Return the data below in full. Keep each character unchanged.

[Collected data entries]
--- --- ---

PR #954, opened 2017-07-14
Add libressl support

aduskett:
This fixes some preprocessor checks that determine whether
or not to use OpenSSL 1.1 or 1.0.x. Because LibreSSL returns 2.x
the macros think that OpenSSL 1.1 should be used. This patch
checks to see if there is an LIBRESSL_VERSION_NUMBER defined
as well.

### DIFF
--- a/dtls.c
+++ b/dtls.c
@@ -106,7 +106,7 @@ void *janus_dtls_sctp_setup_thread(void *data);
 #endif
 
 
-#if OPENSSL_VERSION_NUMBER < 0x10100000L
+#if OPENSSL_VERSION_NUMBER < 0x10100000L || defined(LIBRESSL_VERSION_NUMBER)
 /*
  * DTLS locking stuff to make OpenSSL thread safe (not needed for 1.1.0)
  *
@@ -309,7 +309,7 @@ error:
 /* DTLS-SRTP initialization */
 gint janus_dtls_srtp_init(const char* server_pem, const char* server_key) {
 	const char *crypto_lib = NULL;
-#if OPENSSL_VERSION_NUMBER < 0x10100000L
+#if OPENSSL_VERSION_NUMBER < 0x10100000L || defined(LIBRESSL_VERSION_NUMBER)
 	crypto_lib = "OpenSSL pre-1.1.0";
 	/* First of all make OpenSSL thread safe (see note above on issue #316) */
 	janus_dtls_locks = g_malloc0(sizeof(*janus_dtls_locks) * CRYPTO_num_locks());
@@ -328,7 +328,7 @@ gint janus_dtls_srtp_init(const char* server_pem, const char* server_key) {
 	JANUS_LOG(LOG_INFO, "Crypto: %s\n", crypto_lib);
 
 	/* Go on and create the DTLS context */
-#if OPENSSL_VERSION_NUMBER < 0x10100000L
+#if OPENSSL_VERSION_NUMBER < 0x10100000L || defined(LIBRESSL_VERSION_NUMBER)
 	ssl_ctx = SSL_CTX_new(DTLSv1_method());
 #else
 	ssl_ctx = SSL_CTX_new(DTLS_method());
--- a/dtls.c
+++ b/dtls.c
@@ -309,8 +309,12 @@ error:
 /* DTLS-SRTP initialization */
 gint janus_dtls_srtp_init(const char* server_pem, const char* server_key) {
 	const char *crypto_lib = NULL;
-#if OPENSSL_VERSION_NUMBER < 0x10100000L || defined(LIBRESSL_VERSION_NUMBER)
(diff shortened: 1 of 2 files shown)


dtls.c
```diff
@@ -309,7 +309,7 @@ static int janus_dtls_load_keys(const char* server_pem, const char* server_key,
 /* DTLS-SRTP initialization */
 gint janus_dtls_srtp_init(const char* server_pem, const char* server_key) {
 	const char *crypto_lib = NULL;
-#if OPENSSL_VERSION_NUMBER < 0x10100000L
+#if OPENSSL_VERSION_NUMBER < 0x10100000L || defined(LIBRESSL_VERSION_NUMBER)
 	crypto_lib = "OpenSSL pre-1.1.0";
```
lminiero: Couldn't this check also be used to change the `crypto_lib` string content? This is what we use as a display value in the Janus logs, and so may be helpful to make it explicit when LibreSSL is in use.

aduskett:
Hey! Thanks for the quick reply!

LibreSSL defines OPENSSL_VERSION_NUMBER as	0x20000000L.
However; LibreSSL is only API compatible with OpenSSL 1.0.x (see the issue?).
However, there is an LIBRESSL_VERSION_NUMBER which will return 0x2050500fL (latest version.)

Easy check to make for now. What do you think?

dtls.c
aduskett: It sure could!

aduskett:
Not sure.  Would it be possible to check for LIBRESSL_VERSION_NUMBER using configure.ac?
I am an expert with autotools.  

Running openssl version returns LibreSSL as well on my machine if that helps.

aduskett:
I added some small amount of logic in dtls.c to print out libressl if it's being built against it.  Good idea!

lminiero:
Looking around, it seems that one of the things LibreSSL did was removing some methods, like `RAND_egd`, so checking for those might help craft the summary. Anyway, we can worry about that after this is merged.

As a side note, can you sign our [CLA](https://cla.conf.meetecho.com/janus/) so that I can merge as soon as this has been tested? Thanks again!

dtls.c
```diff
@@ -309,8 +309,12 @@ static int janus_dtls_load_keys(const char* server_pem, const char* server_key,
 /* DTLS-SRTP initialization */
 gint janus_dtls_srtp_init(const char* server_pem, const char* server_key) {
 	const char *crypto_lib = NULL;
-#if OPENSSL_VERSION_NUMBER < 0x10100000L || defined(LIBRESSL_VERSION_NUMBER)
+#if OPENSSL_VERSION_NUMBER < 0x10100000L
+#if defined(LIBRESSL_VERSION_NUMBER)
```
lminiero: Won't this need an extra `#endif`? Not sure as I can't try compiling myself right now.

aduskett: There is.  It compiles fine. :)

#if OPENSSL_VERSION_NUMBER < 0x10100000L
#if defined(LIBRESSL_VERSION_NUMBER)
	crypt_lib = "LibreSSL"
#else
	crypto_lib = "OpenSSL pre-1.1.0";
#endif
	/* First of all make OpenSSL thread safe (see note above on issue #316) */
	janus_dtls_locks = g_malloc0(sizeof(*janus_dtls_locks) * CRYPTO_num_locks());
	int l=0;
	for(l = 0; l < CRYPTO_num_locks(); l++) {
		janus_mutex_init(&janus_dtls_locks[l]);
	}
	CRYPTO_THREADID_set_callback(janus_dtls_cb_openssl_threadid);
	CRYPTO_set_locking_callback(janus_dtls_cb_openssl_lock);
#else
	crypto_lib = "OpenSSL >= 1.1.0";
#endif

lminiero:
Note to self, for detection in configure.ac: https://gist.github.com/Sp1l/e3c709e870285c2cacc6

aduskett:
I signed the form as well.  Thanks so much for being so responsive!

lminiero:
Likewise! I'll try to have a quick run at the patch later or tomorrow, and in case everything seems fine I'll merge :+1:

aduskett:
Completely unrelated:

I wish there was a pjsip plugin. :(

lminiero:
> I wish there was a pjsip plugin. :(

I considered that as an alternative to the Sofia SIP plugin, but ended up working on a re-based plugin instead, which is available as another pull request. Working on a pjsip plugin as well would take too much energy we can devote on other activities, especially considering we already have SIP working in other ways and so may not be worth it. Of course, if somebody works on that we won't say no :smile:

lminiero:
Sorry for the lack of feedback, I've been abroad for the IETF and have just come back... I'll give this a go today.

lminiero:
Looks good, merging! I'll add a check in configure.ac for the summary, as discussed.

--- --- ---

### ANSWER BOX
PR #954, opened 2017-07-14
Add libressl support

aduskett:
This fixes some preprocessor checks that determine whether
or not to use OpenSSL 1.1 or 1.0.x. Because LibreSSL returns 2.x
the macros think that OpenSSL 1.1 should be used. This patch
checks to see if there is an LIBRESSL_VERSION_NUMBER defined
as well.

### DIFF
--- a/dtls.c
+++ b/dtls.c
@@ -106,7 +106,7 @@ void *janus_dtls_sctp_setup_thread(void *data);
 #endif
 
 
-#if OPENSSL_VERSION_NUMBER < 0x10100000L
+#if OPENSSL_VERSION_NUMBER < 0x10100000L || defined(LIBRESSL_VERSION_NUMBER)
 /*
  * DTLS locking stuff to make OpenSSL thread safe (not needed for 1.1.0)
  *
@@ -309,7 +309,7 @@ error:
 /* DTLS-SRTP initialization */
 gint janus_dtls_srtp_init(const char* server_pem, const char* server_key) {
 	const char *crypto_lib = NULL;
-#if OPENSSL_VERSION_NUMBER < 0x10100000L
+#if OPENSSL_VERSION_NUMBER < 0x10100000L || defined(LIBRESSL_VERSION_NUMBER)
 	crypto_lib = "OpenSSL pre-1.1.0";
 	/* First of all make OpenSSL thread safe (see note above on issue #316) */
 	janus_dtls_locks = g_malloc0(sizeof(*janus_dtls_locks) * CRYPTO_num_locks());
@@ -328,7 +328,7 @@ gint janus_dtls_srtp_init(const char* server_pem, const char* server_key) {
 	JANUS_LOG(LOG_INFO, "Crypto: %s\n", crypto_lib);
 
 	/* Go on and create the DTLS context */
-#if OPENSSL_VERSION_NUMBER < 0x10100000L
+#if OPENSSL_VERSION_NUMBER < 0x10100000L || defined(LIBRESSL_VERSION_NUMBER)
 	ssl_ctx = SSL_CTX_new(DTLSv1_method());
 #else
 	ssl_ctx = SSL_CTX_new(DTLS_method());
--- a/dtls.c
+++ b/dtls.c
@@ -309,8 +309,12 @@ error:
 /* DTLS-SRTP initialization */
 gint janus_dtls_srtp_init(const char* server_pem, const char* server_key) {
 	const char *crypto_lib = NULL;
-#if OPENSSL_VERSION_NUMBER < 0x10100000L || defined(LIBRESSL_VERSION_NUMBER)
(diff shortened: 1 of 2 files shown)


dtls.c
```diff
@@ -309,7 +309,7 @@ static int janus_dtls_load_keys(const char* server_pem, const char* server_key,
 /* DTLS-SRTP initialization */
 gint janus_dtls_srtp_init(const char* server_pem, const char* server_key) {
 	const char *crypto_lib = NULL;
-#if OPENSSL_VERSION_NUMBER < 0x10100000L
+#if OPENSSL_VERSION_NUMBER < 0x10100000L || defined(LIBRESSL_VERSION_NUMBER)
 	crypto_lib = "OpenSSL pre-1.1.0";
```
lminiero: Couldn't this check also be used to change the `crypto_lib` string content? This is what we use as a display value in the Janus logs, and so may be helpful to make it explicit when LibreSSL is in use.

aduskett:
Hey! Thanks for the quick reply!

LibreSSL defines OPENSSL_VERSION_NUMBER as	0x20000000L.
However; LibreSSL is only API compatible with OpenSSL 1.0.x (see the issue?).
However, there is an LIBRESSL_VERSION_NUMBER which will return 0x2050500fL (latest version.)

Easy check to make for now. What do you think?

dtls.c
aduskett: It sure could!

aduskett:
Not sure.  Would it be possible to check for LIBRESSL_VERSION_NUMBER using configure.ac?
I am an expert with autotools.  

Running openssl version returns LibreSSL as well on my machine if that helps.

aduskett:
I added some small amount of logic in dtls.c to print out libressl if it's being built against it.  Good idea!

lminiero:
Looking around, it seems that one of the things LibreSSL did was removing some methods, like `RAND_egd`, so checking for those might help craft the summary. Anyway, we can worry about that after this is merged.

As a side note, can you sign our [CLA](https://cla.conf.meetecho.com/janus/) so that I can merge as soon as this has been tested? Thanks again!

dtls.c
```diff
@@ -309,8 +309,12 @@ static int janus_dtls_load_keys(const char* server_pem, const char* server_key,
 /* DTLS-SRTP initialization */
 gint janus_dtls_srtp_init(const char* server_pem, const char* server_key) {
 	const char *crypto_lib = NULL;
-#if OPENSSL_VERSION_NUMBER < 0x10100000L || defined(LIBRESSL_VERSION_NUMBER)
+#if OPENSSL_VERSION_NUMBER < 0x10100000L
+#if defined(LIBRESSL_VERSION_NUMBER)
```
lminiero: Won't this need an extra `#endif`? Not sure as I can't try compiling myself right now.

aduskett: There is.  It compiles fine. :)

#if OPENSSL_VERSION_NUMBER < 0x10100000L
#if defined(LIBRESSL_VERSION_NUMBER)
	crypt_lib = "LibreSSL"
#else
	crypto_lib = "OpenSSL pre-1.1.0";
#endif
	/* First of all make OpenSSL thread safe (see note above on issue #316) */
	janus_dtls_locks = g_malloc0(sizeof(*janus_dtls_locks) * CRYPTO_num_locks());
	int l=0;
	for(l = 0; l < CRYPTO_num_locks(); l++) {
		janus_mutex_init(&janus_dtls_locks[l]);
	}
	CRYPTO_THREADID_set_callback(janus_dtls_cb_openssl_threadid);
	CRYPTO_set_locking_callback(janus_dtls_cb_openssl_lock);
#else
	crypto_lib = "OpenSSL >= 1.1.0";
#endif

lminiero:
Note to self, for detection in configure.ac: https://gist.github.com/Sp1l/e3c709e870285c2cacc6

aduskett:
I signed the form as well.  Thanks so much for being so responsive!

lminiero:
Likewise! I'll try to have a quick run at the patch later or tomorrow, and in case everything seems fine I'll merge :+1:

aduskett:
Completely unrelated:

I wish there was a pjsip plugin. :(

lminiero:
> I wish there was a pjsip plugin. :(

I considered that as an alternative to the Sofia SIP plugin, but ended up working on a re-based plugin instead, which is available as another pull request. Working on a pjsip plugin as well would take too much energy we can devote on other activities, especially considering we already have SIP working in other ways and so may not be worth it. Of course, if somebody works on that we won't say no :smile:

lminiero:
Sorry for the lack of feedback, I've been abroad for the IETF and have just come back... I'll give this a go today.

lminiero:
Looks good, merging! I'll add a check in configure.ac for the summary, as discussed.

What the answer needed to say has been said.